Stored data

########

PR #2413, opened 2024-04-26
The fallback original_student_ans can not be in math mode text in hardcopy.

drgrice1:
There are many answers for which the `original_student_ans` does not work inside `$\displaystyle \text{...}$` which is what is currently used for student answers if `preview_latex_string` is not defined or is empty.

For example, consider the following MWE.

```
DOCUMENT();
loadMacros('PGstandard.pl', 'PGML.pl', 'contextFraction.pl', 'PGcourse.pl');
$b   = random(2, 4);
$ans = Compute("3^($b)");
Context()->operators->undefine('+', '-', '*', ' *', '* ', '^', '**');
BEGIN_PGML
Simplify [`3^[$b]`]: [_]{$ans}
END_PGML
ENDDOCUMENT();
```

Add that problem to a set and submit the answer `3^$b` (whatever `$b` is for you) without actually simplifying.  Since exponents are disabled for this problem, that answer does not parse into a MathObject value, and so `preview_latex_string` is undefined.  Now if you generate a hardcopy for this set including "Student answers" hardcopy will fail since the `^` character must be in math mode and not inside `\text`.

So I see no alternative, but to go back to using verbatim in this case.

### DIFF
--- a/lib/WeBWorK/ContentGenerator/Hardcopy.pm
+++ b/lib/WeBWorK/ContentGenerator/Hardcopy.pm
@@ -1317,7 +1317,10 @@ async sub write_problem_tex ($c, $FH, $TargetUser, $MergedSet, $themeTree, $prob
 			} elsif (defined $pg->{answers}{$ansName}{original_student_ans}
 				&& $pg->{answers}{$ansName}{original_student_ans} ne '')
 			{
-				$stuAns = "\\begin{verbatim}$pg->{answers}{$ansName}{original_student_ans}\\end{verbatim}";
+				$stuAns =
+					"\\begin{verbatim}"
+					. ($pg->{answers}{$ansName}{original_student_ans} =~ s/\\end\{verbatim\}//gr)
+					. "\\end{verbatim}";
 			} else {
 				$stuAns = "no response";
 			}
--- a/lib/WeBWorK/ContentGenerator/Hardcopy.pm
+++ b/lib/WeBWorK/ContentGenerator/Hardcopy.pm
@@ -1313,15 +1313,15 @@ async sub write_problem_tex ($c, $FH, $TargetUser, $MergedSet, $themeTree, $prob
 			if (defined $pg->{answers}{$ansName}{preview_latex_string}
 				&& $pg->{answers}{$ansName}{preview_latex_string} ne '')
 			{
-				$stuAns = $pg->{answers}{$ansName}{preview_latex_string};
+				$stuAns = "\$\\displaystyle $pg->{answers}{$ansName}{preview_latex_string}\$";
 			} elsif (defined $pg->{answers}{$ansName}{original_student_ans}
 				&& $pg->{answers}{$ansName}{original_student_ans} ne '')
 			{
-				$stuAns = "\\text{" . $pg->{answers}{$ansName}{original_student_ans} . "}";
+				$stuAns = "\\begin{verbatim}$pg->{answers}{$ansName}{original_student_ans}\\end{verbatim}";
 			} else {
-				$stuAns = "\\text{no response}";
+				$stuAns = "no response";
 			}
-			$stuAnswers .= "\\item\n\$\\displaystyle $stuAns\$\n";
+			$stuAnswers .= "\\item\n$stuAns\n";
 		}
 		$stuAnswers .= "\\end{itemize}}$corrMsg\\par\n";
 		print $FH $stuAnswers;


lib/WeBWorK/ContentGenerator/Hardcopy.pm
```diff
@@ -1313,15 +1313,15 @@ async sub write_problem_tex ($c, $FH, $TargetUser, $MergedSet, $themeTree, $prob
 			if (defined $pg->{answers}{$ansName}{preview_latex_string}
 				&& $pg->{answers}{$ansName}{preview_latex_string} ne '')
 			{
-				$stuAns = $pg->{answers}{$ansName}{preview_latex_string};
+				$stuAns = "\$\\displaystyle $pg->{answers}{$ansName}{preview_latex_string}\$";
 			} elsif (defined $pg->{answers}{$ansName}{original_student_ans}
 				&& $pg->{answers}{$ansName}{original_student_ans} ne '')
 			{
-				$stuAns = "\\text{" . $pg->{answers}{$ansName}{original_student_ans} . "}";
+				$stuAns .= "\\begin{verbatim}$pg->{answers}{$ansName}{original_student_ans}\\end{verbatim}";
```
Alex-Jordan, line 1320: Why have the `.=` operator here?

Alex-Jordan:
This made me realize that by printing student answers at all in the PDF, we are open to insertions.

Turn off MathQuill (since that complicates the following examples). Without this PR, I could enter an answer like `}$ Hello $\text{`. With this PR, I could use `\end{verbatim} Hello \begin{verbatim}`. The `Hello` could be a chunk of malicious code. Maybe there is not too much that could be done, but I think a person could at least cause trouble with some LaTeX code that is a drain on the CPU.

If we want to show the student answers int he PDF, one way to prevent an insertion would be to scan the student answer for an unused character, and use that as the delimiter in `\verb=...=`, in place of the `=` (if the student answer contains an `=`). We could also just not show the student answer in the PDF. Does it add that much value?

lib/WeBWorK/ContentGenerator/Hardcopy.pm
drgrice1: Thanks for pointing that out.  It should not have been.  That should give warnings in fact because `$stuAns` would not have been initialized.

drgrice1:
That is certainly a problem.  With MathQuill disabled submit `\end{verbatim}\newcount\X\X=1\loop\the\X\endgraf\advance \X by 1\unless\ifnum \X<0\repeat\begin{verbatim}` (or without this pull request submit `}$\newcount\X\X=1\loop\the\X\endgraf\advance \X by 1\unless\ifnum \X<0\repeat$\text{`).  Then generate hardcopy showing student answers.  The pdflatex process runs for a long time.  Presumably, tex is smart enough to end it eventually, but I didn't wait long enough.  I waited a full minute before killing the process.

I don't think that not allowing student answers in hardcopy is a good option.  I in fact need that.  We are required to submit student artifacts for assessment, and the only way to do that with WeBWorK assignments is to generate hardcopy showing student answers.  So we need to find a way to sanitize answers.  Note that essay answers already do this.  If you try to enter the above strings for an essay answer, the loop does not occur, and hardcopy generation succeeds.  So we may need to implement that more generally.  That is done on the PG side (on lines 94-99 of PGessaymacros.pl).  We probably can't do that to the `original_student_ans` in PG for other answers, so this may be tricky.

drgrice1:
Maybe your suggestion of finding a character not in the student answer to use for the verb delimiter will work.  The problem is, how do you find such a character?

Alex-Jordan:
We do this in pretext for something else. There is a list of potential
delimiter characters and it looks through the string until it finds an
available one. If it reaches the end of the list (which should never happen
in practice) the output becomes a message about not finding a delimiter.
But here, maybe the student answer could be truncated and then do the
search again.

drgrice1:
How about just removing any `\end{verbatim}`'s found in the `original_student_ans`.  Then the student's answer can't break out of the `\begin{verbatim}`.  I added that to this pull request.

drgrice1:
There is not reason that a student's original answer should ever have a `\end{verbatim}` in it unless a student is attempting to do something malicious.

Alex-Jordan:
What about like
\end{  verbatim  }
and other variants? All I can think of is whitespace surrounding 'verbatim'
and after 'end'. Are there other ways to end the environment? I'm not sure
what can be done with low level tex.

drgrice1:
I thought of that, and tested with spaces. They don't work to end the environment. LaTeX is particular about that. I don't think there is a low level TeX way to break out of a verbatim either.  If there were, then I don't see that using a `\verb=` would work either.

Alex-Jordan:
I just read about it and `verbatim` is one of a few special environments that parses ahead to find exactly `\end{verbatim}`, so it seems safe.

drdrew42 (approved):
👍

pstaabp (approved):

########

Work item - Once you have read the records, output each one exactly as written.

Written reply -
PR #2413, opened 2024-04-26
The fallback original_student_ans can not be in math mode text in hardcopy.

drgrice1:
There are many answers for which the `original_student_ans` does not work inside `$\displaystyle \text{...}$` which is what is currently used for student answers if `preview_latex_string` is not defined or is empty.

For example, consider the following MWE.

```
DOCUMENT();
loadMacros('PGstandard.pl', 'PGML.pl', 'contextFraction.pl', 'PGcourse.pl');
$b   = random(2, 4);
$ans = Compute("3^($b)");
Context()->operators->undefine('+', '-', '*', ' *', '* ', '^', '**');
BEGIN_PGML
Simplify [`3^[$b]`]: [_]{$ans}
END_PGML
ENDDOCUMENT();
```

Add that problem to a set and submit the answer `3^$b` (whatever `$b` is for you) without actually simplifying.  Since exponents are disabled for this problem, that answer does not parse into a MathObject value, and so `preview_latex_string` is undefined.  Now if you generate a hardcopy for this set including "Student answers" hardcopy will fail since the `^` character must be in math mode and not inside `\text`.

So I see no alternative, but to go back to using verbatim in this case.

### DIFF
--- a/lib/WeBWorK/ContentGenerator/Hardcopy.pm
+++ b/lib/WeBWorK/ContentGenerator/Hardcopy.pm
@@ -1317,7 +1317,10 @@ async sub write_problem_tex ($c, $FH, $TargetUser, $MergedSet, $themeTree, $prob
 			} elsif (defined $pg->{answers}{$ansName}{original_student_ans}
 				&& $pg->{answers}{$ansName}{original_student_ans} ne '')
 			{
-				$stuAns = "\\begin{verbatim}$pg->{answers}{$ansName}{original_student_ans}\\end{verbatim}";
+				$stuAns =
+					"\\begin{verbatim}"
+					. ($pg->{answers}{$ansName}{original_student_ans} =~ s/\\end\{verbatim\}//gr)
+					. "\\end{verbatim}";
 			} else {
 				$stuAns = "no response";
 			}
--- a/lib/WeBWorK/ContentGenerator/Hardcopy.pm
+++ b/lib/WeBWorK/ContentGenerator/Hardcopy.pm
@@ -1313,15 +1313,15 @@ async sub write_problem_tex ($c, $FH, $TargetUser, $MergedSet, $themeTree, $prob
 			if (defined $pg->{answers}{$ansName}{preview_latex_string}
 				&& $pg->{answers}{$ansName}{preview_latex_string} ne '')
 			{
-				$stuAns = $pg->{answers}{$ansName}{preview_latex_string};
+				$stuAns = "\$\\displaystyle $pg->{answers}{$ansName}{preview_latex_string}\$";
 			} elsif (defined $pg->{answers}{$ansName}{original_student_ans}
 				&& $pg->{answers}{$ansName}{original_student_ans} ne '')
 			{
-				$stuAns = "\\text{" . $pg->{answers}{$ansName}{original_student_ans} . "}";
+				$stuAns = "\\begin{verbatim}$pg->{answers}{$ansName}{original_student_ans}\\end{verbatim}";
 			} else {
-				$stuAns = "\\text{no response}";
+				$stuAns = "no response";
 			}
-			$stuAnswers .= "\\item\n\$\\displaystyle $stuAns\$\n";
+			$stuAnswers .= "\\item\n$stuAns\n";
 		}
 		$stuAnswers .= "\\end{itemize}}$corrMsg\\par\n";
 		print $FH $stuAnswers;


lib/WeBWorK/ContentGenerator/Hardcopy.pm
```diff
@@ -1313,15 +1313,15 @@ async sub write_problem_tex ($c, $FH, $TargetUser, $MergedSet, $themeTree, $prob
 			if (defined $pg->{answers}{$ansName}{preview_latex_string}
 				&& $pg->{answers}{$ansName}{preview_latex_string} ne '')
 			{
-				$stuAns = $pg->{answers}{$ansName}{preview_latex_string};
+				$stuAns = "\$\\displaystyle $pg->{answers}{$ansName}{preview_latex_string}\$";
 			} elsif (defined $pg->{answers}{$ansName}{original_student_ans}
 				&& $pg->{answers}{$ansName}{original_student_ans} ne '')
 			{
-				$stuAns = "\\text{" . $pg->{answers}{$ansName}{original_student_ans} . "}";
+				$stuAns .= "\\begin{verbatim}$pg->{answers}{$ansName}{original_student_ans}\\end{verbatim}";
```
Alex-Jordan, line 1320: Why have the `.=` operator here?

Alex-Jordan:
This made me realize that by printing student answers at all in the PDF, we are open to insertions.

Turn off MathQuill (since that complicates the following examples). Without this PR, I could enter an answer like `}$ Hello $\text{`. With this PR, I could use `\end{verbatim} Hello \begin{verbatim}`. The `Hello` could be a chunk of malicious code. Maybe there is not too much that could be done, but I think a person could at least cause trouble with some LaTeX code that is a drain on the CPU.

If we want to show the student answers int he PDF, one way to prevent an insertion would be to scan the student answer for an unused character, and use that as the delimiter in `\verb=...=`, in place of the `=` (if the student answer contains an `=`). We could also just not show the student answer in the PDF. Does it add that much value?

lib/WeBWorK/ContentGenerator/Hardcopy.pm
drgrice1: Thanks for pointing that out.  It should not have been.  That should give warnings in fact because `$stuAns` would not have been initialized.

drgrice1:
That is certainly a problem.  With MathQuill disabled submit `\end{verbatim}\newcount\X\X=1\loop\the\X\endgraf\advance \X by 1\unless\ifnum \X<0\repeat\begin{verbatim}` (or without this pull request submit `}$\newcount\X\X=1\loop\the\X\endgraf\advance \X by 1\unless\ifnum \X<0\repeat$\text{`).  Then generate hardcopy showing student answers.  The pdflatex process runs for a long time.  Presumably, tex is smart enough to end it eventually, but I didn't wait long enough.  I waited a full minute before killing the process.

I don't think that not allowing student answers in hardcopy is a good option.  I in fact need that.  We are required to submit student artifacts for assessment, and the only way to do that with WeBWorK assignments is to generate hardcopy showing student answers.  So we need to find a way to sanitize answers.  Note that essay answers already do this.  If you try to enter the above strings for an essay answer, the loop does not occur, and hardcopy generation succeeds.  So we may need to implement that more generally.  That is done on the PG side (on lines 94-99 of PGessaymacros.pl).  We probably can't do that to the `original_student_ans` in PG for other answers, so this may be tricky.

drgrice1:
Maybe your suggestion of finding a character not in the student answer to use for the verb delimiter will work.  The problem is, how do you find such a character?

Alex-Jordan:
We do this in pretext for something else. There is a list of potential
delimiter characters and it looks through the string until it finds an
available one. If it reaches the end of the list (which should never happen
in practice) the output becomes a message about not finding a delimiter.
But here, maybe the student answer could be truncated and then do the
search again.

drgrice1:
How about just removing any `\end{verbatim}`'s found in the `original_student_ans`.  Then the student's answer can't break out of the `\begin{verbatim}`.  I added that to this pull request.

drgrice1:
There is not reason that a student's original answer should ever have a `\end{verbatim}` in it unless a student is attempting to do something malicious.

Alex-Jordan:
What about like
\end{  verbatim  }
and other variants? All I can think of is whitespace surrounding 'verbatim'
and after 'end'. Are there other ways to end the environment? I'm not sure
what can be done with low level tex.

drgrice1:
I thought of that, and tested with spaces. They don't work to end the environment. LaTeX is particular about that. I don't think there is a low level TeX way to break out of a verbatim either.  If there were, then I don't see that using a `\verb=` would work either.

Alex-Jordan:
I just read about it and `verbatim` is one of a few special environments that parses ahead to find exactly `\end{verbatim}`, so it seems safe.

drdrew42 (approved):
👍

pstaabp (approved):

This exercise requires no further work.